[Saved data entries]
>>>>>

PR #53425, opened 2024-01-04
[Translation] Allow default parameters

### LINKED ISSUE #48182: [Translation] Default parameters
### Description

Hello

First of all, thank you for this amazing framework 🙏 

When using translation strings with params in large applications, we keep injecting the same params:
- a user's name, first, or last name
- a brand name
- an application name
- a customer's name
- ...

And it's pretty difficult to enforce a strict naming convention.
For instance, we can have these variations about a user's name:
- `user_name`
- `username`
- `userName`
- `name`

It would be nice to have a way to define a set of common params that don't need to be injected every time the `trans()` method is invoked within PHP code or a Twig template.

Thanks!

### Example

<?php

$translator->setDefaultParams([
    'first_name' => 'Sylvain',
    'company' => 'AssoConnect',
]);

// hello: 'Hello {first_name}, you work at {company}
$translor->trans('hello'); // Hello Sylvain, you work at AssoConnect

Jean-Beru:
| Q             | A
| ------------- | ---
| Branch?       | 7.3
| Bug fix?      | no
| New feature?  | yes
| Deprecations? | no 
| Issues        | Fix #48182
| License       | MIT

This PRs adds a `GlobalsTranslator` which decorates the `Translator` when global parameters are given.

Usage:
```yaml
# config/framework.yaml
framework:
    # ...
    translator:
        # ...
        globals:
            '{version}': '1.2.3'
            '%%application_name%%': 'My app' # "%" must be escaped if it is not a DI parameter
```
 
```yaml
# messages.en.yaml
app:
  version: 'Application version: {version}'
  name: 'Application name: %application_name%'
```

```twig
# twig template
{{ 'app.version'|trans }} # Displays "Application version: 1.2.3"
{{ 'app.version'|trans({ '{version}': '2.3.4' }) }} # Displays "Application version: 2.3.4"
{{ 'app.name'|trans }} # Displays "Application name: My app"
{{ 'app.name'|trans({ '{application_name}': 'My new app' }) }} # Displays "Application name: My new app"
```

Profiler view:
image


Jean-Beru:
Friendly ping @94noni :wink:

src/Symfony/Bundle/FrameworkBundle/DependencyInjection/FrameworkExtension.php
```diff
@@ -1580,6 +1581,18 @@ private function registerTranslatorConfiguration(array $config, ContainerBuilder
             }
         }
 
+        if (!empty($config['globals'])) {
+            $def = $container
+                ->register('translator.globals', GlobalsTranslator::class)
```
94noni: what about using the default `translator` service? 
I mean for twig, it is directly inside the `twig` service

94noni (commented):
nice :)
just a small comment regarding if we can add this feature on the default translator or not
obviously in our app we defined a decorator, but here it is core/new feature so I dont see why a new class is needed (or did I miss something?)

(and your example in PR desc part "# twig template" seems wrong for default using global)

### wrong

```twig
{{ 'app.version'|trans }} # Displays "1.2.3"
{{ 'app.version'|trans({ '{version}': '2.3.4' }) }} # Displays "2.3.4"
```

### correct

```twig
{{ 'app.version'|trans }} # Displays "Application version: 1.2.3"
{{ 'app.version'|trans({ '{version}': '2.3.4' }) }} # Displays "Application version: 2.3.4"
```

src/Symfony/Bundle/FrameworkBundle/DependencyInjection/FrameworkExtension.php
Jean-Beru: It was my first idea. What I had in mind:
* Create a new interface (in Contract ?)
* Tag services with this interface
* Call `addGlobal` with parameters given in configuration
It seems a little bit more complex.

src/Symfony/Bundle/FrameworkBundle/DependencyInjection/Configuration.php
```diff
@@ -983,6 +984,13 @@ private function addTranslatorSection(ArrayNodeDefinition $rootNode, callable $e
                             ->end()
                             ->defaultValue([])
                         ->end()
+                        ->arrayNode('globals')
+                            ->info('Global parameters.')
+                            ->example(['pi' => 3.14])
```
94noni: I would use the '`{app_version}`' example as it also showcase the delimiters

94noni (approved):
lgtm, lets wait other reviews :)

src/Symfony/Component/Translation/GlobalsTranslator.php
```diff
@@ -0,0 +1,41 @@
...
+ *
+ * For the full copyright and license information, please view the LICENSE
+ * file that was distributed with this source code.
+ */
+
+namespace Symfony\Component\Translation;
+
+use Symfony\Contracts\Translation\TranslatorInterface;
+
+final class GlobalsTranslator implements TranslatorInterface
```
nicolas-grekas: I would call that "Defaults", not globals (the scope is local in the implementation)

Jean-Beru: I renamed it to `DefaultParameters` to distinguish from `translator.default` service.

src/Symfony/Bundle/FrameworkBundle/DependencyInjection/Configuration.php
Jean-Beru: Good idea, it's done.

maxbeckers (approved):

src/Symfony/Bundle/FrameworkBundle/DependencyInjection/Configuration.php
```diff
@@ -929,6 +929,7 @@ private function addTranslatorSection(ArrayNodeDefinition $rootNode, callable $e
                     ->fixXmlConfig('fallback')
                     ->fixXmlConfig('path')
                     ->fixXmlConfig('provider')
+                    ->fixXmlConfig('default_parameter')
```
nicolas-grekas: or just "parameter"?

src/Symfony/Bundle/FrameworkBundle/DependencyInjection/FrameworkExtension.php
```diff
@@ -1580,6 +1581,18 @@ private function registerTranslatorConfiguration(array $config, ContainerBuilder
             }
         }
 
+        if (!empty($config['default_parameters'])) {
```
nicolas-grekas: we try to never use empty in the codebase

src/Symfony/Component/Translation/DefaultParametersTranslator.php
```diff
@@ -0,0 +1,41 @@
...
+
+        return $this->translator->trans($id, $parameters, $domain, $locale);
+    }
+
+    public function getLocale(): string
+    {
+        return $this->translator->getLocale();
+    }
+
+    public function addDefaultParameter(string $name, mixed $value): void
```
nicolas-grekas: it'd be better to replace this method by a constructor argument. would that work for you?

src/Symfony/Bundle/FrameworkBundle/DependencyInjection/Configuration.php
welcoMattic: Or "global_parameters"?

nicolas-grekas: or just "global" like in twig? :D

src/Symfony/Component/Translation/Tests/DefaultParametersTranslatorTest.php
```diff
@@ -0,0 +1,41 @@
...
+        $translator->addLoader('array', new ArrayLoader());
+        $translator->addResource('array', ['test' => 'Welcome %name%!'], 'en');
+
+        $defaultParametersTranslator = new DefaultParametersTranslator($translator);
+        $defaultParametersTranslator->addDefaultParameter('%name%', 'Global name');
+
+        $this->assertSame('Welcome Global name!', $defaultParametersTranslator->trans('test'));
+        $this->assertSame('Welcome Name!', $defaultParametersTranslator->trans('test', ['%name%' => 'Name']));
+    }
+
```
welcoMattic: Could you add more tests to cover both Message format and Intl format please?

src/Symfony/Bundle/FrameworkBundle/DependencyInjection/FrameworkExtension.php
Jean-Beru: OK. Changed for a `[] === ` comparison.

src/Symfony/Component/Translation/DefaultParametersTranslator.php
Jean-Beru: No problem, it's done.

src/Symfony/Component/Translation/Tests/DefaultParametersTranslatorTest.php
Jean-Beru: I added some tests with a different locale and with the ICU format. Is it OK for you ?

src/Symfony/Bundle/FrameworkBundle/DependencyInjection/Configuration.php
Jean-Beru: So let's go for the following naming ?

`globals` in configuration
```yaml
framework:
    translator:
        globals:
            '{version}': '1.2.3'
            '{project_dir}': '%kernel.project_dir%'
```

And `default_parameters` for the service
```php
$container->register('translator.default_parameters', DefaultParametersTranslator::class)
```

Jean-Beru:
Could it be considered as a BC break since we can use a public method from the `Translator` service (from implemented interfaces or not) but not present in this decorator?

luxferre:
Can a global parameter value reference translation key?

Jean-Beru:
> Can a global parameter value reference translation key?

For now, in this PR, a global parameter can be used with a fixed value, a parameter or an environment variable.

src/Symfony/Bundle/FrameworkBundle/DependencyInjection/Configuration.php
nicolas-grekas: yes please :)

src/Symfony/Bundle/FrameworkBundle/DependencyInjection/Configuration.php
```diff
@@ -985,6 +986,14 @@ private function addTranslatorSection(ArrayNodeDefinition $rootNode, callable $e
                             ->end()
                             ->defaultValue([])
                         ->end()
+                        ->arrayNode('globals')
+                            ->info('Global parameters.')
+                            ->example(['app_version' => 3.14])
+                            ->defaultValue([])
```
stof: this is useless as it is already the default behavior for prototypes array nodes.

src/Symfony/Bundle/FrameworkBundle/DependencyInjection/FrameworkExtension.php
```diff
@@ -1567,6 +1568,16 @@ private function registerTranslatorConfiguration(array $config, ContainerBuilder
             }
         }
 
+        if ([] !== $config['globals']) {
+            $container
+                ->register('translator.default_parameters', DefaultParametersTranslator::class)
+                ->setDecoratedService('translator', null, -1) // Lower priority than "translator.data_collector"
```
stof: do we need a specific priority compared to the PseudoLocalizationTranslator ?

src/Symfony/Bundle/FrameworkBundle/Resources/config/schema/symfony-1.0.xsd
```diff
@@ -231,13 +231,15 @@
...
             <xsd:element name="provider" type="translation_provider" minOccurs="0" maxOccurs="unbounded" />
+            <xsd:element name="global" type="translation_global" minOccurs="0" maxOccurs="unbounded" />
         </xsd:sequence>
         <xsd:attribute name="enabled" type="xsd:boolean" />
         <xsd:attribute name="fallback" type="xsd:string" />
         <xsd:attribute name="logging" type="xsd:boolean" />
         <xsd:attribute name="formatter" type="xsd:string" />
         <xsd:attribute name="cache-dir" type="xsd:string" />
         <xsd:attribute name="default-path" type="xsd:string" />
+        <xsd:attribute name="global" type="xsd:string" />
```
stof: this attribute does not make sense.

stof (changes requested):

src/Symfony/Bundle/FrameworkBundle/DependencyInjection/Configuration.php
Jean-Beru: Done :slightly_smiling_face:

src/Symfony/Bundle/FrameworkBundle/DependencyInjection/FrameworkExtension.php
Jean-Beru: This priority is needed to avoid the following error: `The Translator "Symfony\Component\Translation\DefaultParametersTranslator" must implement TranslatorInterface, TranslatorBagInterface and LocaleAwareInterface.`.

On reflection, since the `DefaultParametersTranslator` only implements `TranslatorInterface`, using it could limit usages of the initial service (ex: I want to use the `getCatalogues` method from TranslatorBagInterface`).

@stof Do you think that it will be preferable to add this behavior to the `Translator` like mentioned in https://github.com/symfony/symfony/pull/53425#discussion_r1442025289 ?

src/Symfony/Bundle/FrameworkBundle/Resources/config/schema/symfony-1.0.xsd
Jean-Beru: Indeed!

src/Symfony/Bundle/FrameworkBundle/DependencyInjection/Configuration.php
Jean-Beru: Good catch

94noni (approved):
Nice :)

src/Symfony/Bundle/FrameworkBundle/DependencyInjection/FrameworkExtension.php
welcoMattic: IIUC the priority meaning, I guess we should put `DefaultParametersTranslator` before `PseudoLocalizationTranslator`, in order to leverage the pseudo-localization for replaced values of defaults parameters. WDYT?

src/Symfony/Component/Translation/CHANGELOG.md
```diff
@@ -5,6 +5,7 @@ CHANGELOG
 ---
 
  * Mark class `DataCollectorTranslator` as `final`
+ * Add `DefaultParametersTranslator` to allow defining default parameters
```
welcoMattic:
```suggestion
 * Add `DefaultParametersTranslator` to allow defining default translation parameters
```

src/Symfony/Component/Translation/Tests/DefaultParametersTranslatorTest.php
```diff
@@ -0,0 +1,64 @@
...
+        $this->assertSame('Bienvenue Global name!', $globalsTranslator->trans('welcome', [], null, 'fr'));
+        $this->assertSame('Welcome John!', $globalsTranslator->trans('welcome', ['{name}' => 'John']));
+        $this->assertSame('Bienvenue Jean!', $globalsTranslator->trans('welcome', ['{name}' => 'Jean'], null, 'fr'));
+    }
+
+    public function testTransICU()
+    {
+        if (!class_exists(\MessageFormatter::class)) {
+            $this->markTestSkipped(sprintf('Skipping test as the required "%s" class does not exist. Consider installing the "intl" PHP extension or the "symfony/polyfill-intl-messageformatter" package.', \MessageFormatter::class));
+        }
```
welcoMattic:
```suggestion
    /**
     * @requires extension intl
     */
    public function testTransICU()
    {
```

src/Symfony/Bundle/FrameworkBundle/DependencyInjection/FrameworkExtension.php
Jean-Beru: > IIUC the priority meaning, I guess we should put `DefaultParametersTranslator` before `PseudoLocalizationTranslator`, in order to leverage the pseudo-localization for replaced values of defaults parameters. WDYT?

Not really because `PseudoLocalizationTranslator` calls the decorated stack before updating the translated text. Also it does not rely on parameters, which are the only thing changed by `DefaultParametersTranslator`.

See https://github.com/symfony/symfony/blob/9519b54417c09c49496a4a6be238e63be9a73465/src/Symfony/Component/Translation/PseudoLocalizationTranslator.php#L91

src/Symfony/Component/Translation/Tests/DefaultParametersTranslatorTest.php
Jean-Beru: Is this class necessarily loaded? If so, should we will have to update https://github.com/symfony/symfony/blob/4ad506b0855f45061c2d4b2600846a8aaf338f98/src/Symfony/Component/Translation/Tests/TranslatorCacheTest.php#L62 and https://github.com/symfony/symfony/blob/33d71aa7b7c368e9752198413c9fbd0ca8d82617/src/Symfony/Component/Translation/Tests/TranslatorTest.php#L406 too.

welcoMattic: Yes, this class lives in the intl extension. So, marking the test requiring the extension avoid to check on the class existence on all tests that require intl extension. Am I wrong @xabbuh?

Jean-Beru: Indeed. I updated the tests this way.

nicolas-grekas (commented):
I'm wondering if we really need a decorator: adding this concern on the existing Translator looks trivial to me.

94noni:
[I totally agree](https://github.com/symfony/symfony/pull/53425#discussion_r1442025289)
would love to have it on main service :)

Jean-Beru:
@nicolas-grekas @94noni Indeed, much simpler like that :+1: 

I added the global parameters list to the profiler to make debugging easier. A screenshot is available in the description of this PR.

src/Symfony/Bundle/WebProfilerBundle/Resources/views/Collector/translation.html.twig
```diff
@@ -156,6 +156,27 @@
...
+            <tr>
+                <th>Name</th>
+                <th>Value</th>
+            </tr>
+            </thead>
+            <tbody>
+            {% for name, value in collector.globalParameters %}
+                <tr>
+                    <td class="font-normal text-small text-bold nowrap">{{ name }}</td>
+                    <td class="font-normal text-small nowrap">{{ value }}</td>
```
94noni: as globalParameters is an array of "string, mixed"
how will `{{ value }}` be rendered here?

<<<<<

* _WORK TO BE COMPLETED_: Above are the entries; copy out every line among them that contains the word "IIUC".

* _RESPONSE TO THIS TASK_:
welcoMattic: IIUC the priority meaning, I guess we should put `DefaultParametersTranslator` before `PseudoLocalizationTranslator`, in order to leverage the pseudo-localization for replaced values of defaults parameters. WDYT?
Jean-Beru: > IIUC the priority meaning, I guess we should put `DefaultParametersTranslator` before `PseudoLocalizationTranslator`, in order to leverage the pseudo-localization for replaced values of defaults parameters. WDYT?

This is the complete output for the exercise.